For xgboost, you now need to pass it the elementwise first and second derivatives of the cost function wrt $\hat{y}_{i}$. This is where basic calculus doesn't get you all the way, you'll likely need to look up that the derivative of the logarithm of the gamma function is given by the digramma function $\psi (z)$.
The (elementwise) first derivative of the loss will be given by (by the xgboost definition which is $G_{i}=\frac{\partial L}{\partial \hat{y}_{i}}$):
$G_{i} = \frac{1}{\theta}\psi (\frac{\hat{y}_{i}}{\theta}) + \frac{1}{\theta}\ln \theta - \frac{1}{\theta}\ln y_{i} $
The second derivative will require derivatives of the digamma function, I don't know much about this but some googling tells me you need the trigamma function $\psi _{1}(z)$ which is the derivative of the digamma function, thus
$H_{i}=\frac{1}{\theta ^{2}}\psi_{1}(\frac{\hat{y}_{i}}{\theta})$
Again, note that you still have to supply $\theta$ up front as a hyperparameter, pass this to xgboost and then train a new xgboost model every time you wish to investigate another $\theta$
Finally, it's worth noting that I just did this derivation myself today, I haven't lifted anything other than the definition of the gamma distribution from elsewhere, so there could easily be minor algebra error, I'd feel more comfortable if somebody else independently verified my workings.
Edit: Alternately, you could parametrise the other way around:
You could use k as your free parameter and $\theta = \frac{\mu}{k}$, thus your gamma distribution is $\frac{1}{\Gamma(k)(\frac{\mu}{k})^{k}}x^{k-1}e^{-\frac{xk}{\mu}}$
and thus your negative log-likelihood is given by
$L = \sum_{i=1}^{N}\left[\ln \Gamma (k) + k\ln \hat{y}_{i} - k\ln k - (k-1)\ln y_{i} + \frac{y_{i}k}{\hat{y}_{i}}\right]$
this parametrisation is easier to differentiate, you get
$G_{i}=\frac{k}{\hat{y}_{i}} - \frac{y_{i}k}{\hat{y}_{i}^{2}}$
and
$H_{i}=-\frac{k}{\hat{y}_{i}^{2}}+ 2\frac{y_{i}k}{\hat{y}_{i}^{3}}$
but you still need to pass k as a hyperparameter
A: Thanks everybody for the contributions! I am late to the party, but I wanted to add one more point regarding the log-link function, which was to me still unclear.
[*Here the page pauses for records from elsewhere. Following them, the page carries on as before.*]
Issue #3886, opened 2015-10-24
ember 2.X this.get('model').addObjects(records); throw excption "Uncaught TypeError: internalModel.getRecord is not a function"


tomarsamar:
Afrer updating to ember 2.X, this.get('model').addObjects(records); throw excption "Uncaught TypeError: internalModel.getRecord is not a function"

```
 load_more: function(){
 var self = this;
  this.get("store").query("actor",{pg: 1}}).then(function(records) {

    self.get('model').addObjects(records); // this throw excepton 
   
  }
}
```
this was working perfectlly but now self.get('model').addObjects(records); throw excption "Uncaught TypeError: internalModel.getRecord is not a function" in record-array.js at line 86 "return internalModel && internalModel.getRecord()". I tried using self.get('model').pushObjects(records) but it also give same error

jcope2013:
https://github.com/emberjs/data/issues/3530

fivetanley:
Closing because as @tchak said in #3530, query adapter populated record arrays are intended to be immutable. I opened #4045 to improve the error messaging. You can use `toArray()` if you want to copy it and then mutate that.

ckl1989:
@fivetanley Hi, should the error message be updated for this.findAll() as well? I am getting the same error for a recordArray returned from findAll().

PR #4045, opened 2016-01-05
[feature ds-better-adapter-populated-record-array-error-messages]

fivetanley:
The result returned from `store.query` is an
AdapterPopulatedRecordArray. This adds better error messages when you
try to mutate the array, as it is considered immutable and the mutation
methods should not be used.

Currently, there are some issues like #3886 where this does not fail in
a helpful way. This feature improves the developer ergonomics to prevent
the mutation from happening and explaining why.

### DIFF
--- a/addon/-private/system/record-arrays/immutable-array-mixin.js
+++ b/addon/-private/system/record-arrays/immutable-array-mixin.js
@@ -1,0 +1,34 @@
+import Ember from 'ember';
+import isEnabled from 'ember-data/-private/features';
+
+const { get } = Ember;
+
+const MUTATION_METHODS = [
+  'addObject',
+  'addObjects',
+  'removeObject',
+  'removeObjects',
+  'unshiftObject',
+  'unshiftObjects',
+  'pushObject',
+  'pushObjects',
+  'reverseObjects',
+  'setObjects',
+  'shiftObject'
+];
+
+function useToArray() {
+  if (isEnabled('ds-better-adapter-populated-record-array-error-messages')) {
+    let type = get(this, 'type').toString();
+    throw new Error(`The result of a server query (on ${type}) is immutable. Use .toArray() to copy the array instead.`);
+  } else {
+    return this._super(...arguments);
+  }
+}
+
+const ImmutableArrayMixin = MUTATION_METHODS.reduce((mixin, method) => {
+  mixin[method] = useToArray;
+  return mixin;
+}, {});
+
+export default Ember.Mixin.create(ImmutableArrayMixin);
--- a/addon/-private/system/record-arrays/immutable-array-mixin.js
+++ b/addon/-private/system/record-arrays/immutable-array-mixin.js
@@ -25,17 +25,16 @@ const MUTATION_METHODS = [
 ];
 
 function useToArray() {
-  if (isEnabled('ds-better-adapter-populated-record-array-error-messages')) {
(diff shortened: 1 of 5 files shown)


bmac:
I'm excited for this. :dancer:

addon/-private/system/record-arrays/immutable-array-mixin.js
```diff
@@ -0,0 +1,34 @@
...
+  'addObjects',
+  'removeObject',
+  'removeObjects',
+  'unshiftObject',
+  'unshiftObjects',
+  'pushObject',
+  'pushObjects',
+  'reverseObjects',
+  'setObjects',
+  'shiftObject'
```
pangratz: Should the following methods be added as well, since they are public and mutate the array too?

- [`clear`](http://emberjs.com/api/classes/Ember.MutableArray.html#method_clear)
- [`popObject`](http://emberjs.com/api/classes/Ember.MutableArray.html#method_popObject)
- [`removeAt`](http://emberjs.com/api/classes/Ember.MutableArray.html#method_removeAt)
- [`removeObject`](http://emberjs.com/api/classes/Ember.MutableArray.html#method_removeObject)
- [`removeObjects`](http://emberjs.com/api/classes/Ember.MutableArray.html#method_removeObjects)
- [`insertAt`](http://emberjs.com/api/classes/Ember.MutableArray.html#method_insertAt)

addon/-private/system/record-arrays/immutable-array-mixin.js
```diff
@@ -0,0 +1,34 @@
...
+];
+
+function useToArray() {
+  if (isEnabled('ds-better-adapter-populated-record-array-error-messages')) {
+    let type = get(this, 'type').toString();
+    throw new Error(`The result of a server query (on ${type}) is immutable. Use .toArray() to copy the array instead.`);
```
pangratz: Should this be `Ember.Error`, since I think it provides a better stacktrace?

bmac:
@fivetanley Would you mind rebasing this pr and responding to @pangratz's comments?

bmac:
@fivetanley Do you have time to rebase this pr and responding to @pangratz's comments?

bmac:
ping @fivetanley. I'd like to see this pr get merged. Do you have any free bandwidth to finish up this pr?

buschtoens:
:bell: 

Users appear to have been running into this in https://github.com/offirgolan/ember-light-table/issues/223#issuecomment-253341733 and https://github.com/offirgolan/ember-light-table/issues/224#issuecomment-253607988.

I'd love to see this get merged. :)

pangratz:
I've updated this PR to add more mutation methods and throw an `Ember.Error`.

@bmac @fivetanley can you take a look and squash and merge if this is ok?

bmac:
@pangratz looks like there are a couple of failing tests in this pr.

I also think we need to check to make sure this change doesn't break the emberfire addon.

https://github.com/firebase/emberfire/blob/master/addon/adapters/firebase.js#L264
https://github.com/firebase/emberfire/blob/master/addon/adapters/firebase.js#L275

pangratz:
@bmac rebased.

Hmm, good point about the firebase addon. Not sure what the way forward is here though, as I don't see a way to not break the addon with the current code...

runspired:
With the refactor to native arrays and proxies we also implemented nicer error messaging. This will no longer be needed.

I take the formula for the Gamma distribution from the bottom of gazza89's answer:
$$
\frac{1}{\Gamma(k)(\frac{\mu}{k})^k}x^{k-1}e^{-\frac{xk}{\mu}}
$$
Using the logarithm as link function amounts to substituting $\mu$ with $e^\mu$ in this formula:
$$
\frac{1}{\Gamma(k)(\frac{e^\mu}{k})^k}x^{k-1}e^{-\frac{xk}{e^\mu}}
$$
We can then compute the negative log likelihood, which looks like:
$$
L = \sum_{i=1}^N\left[\log\Gamma(k) + k\hat y -k\log k-(k-1)\log y +yke^{-\hat y} \right]
$$
The gradient is then:
$$
G_i = k(1 - ye^{-\hat y})
$$
And the Hessian:
$$
H_i = yke^{-\hat y}
$$
These are the formulas provided in the source code (link):
          _out_gpair[_idx] = GradientPair((1 - y / expf(p)) * w, y / expf(p) * w);

with the notation change $k=w$ and $\hat y = p$.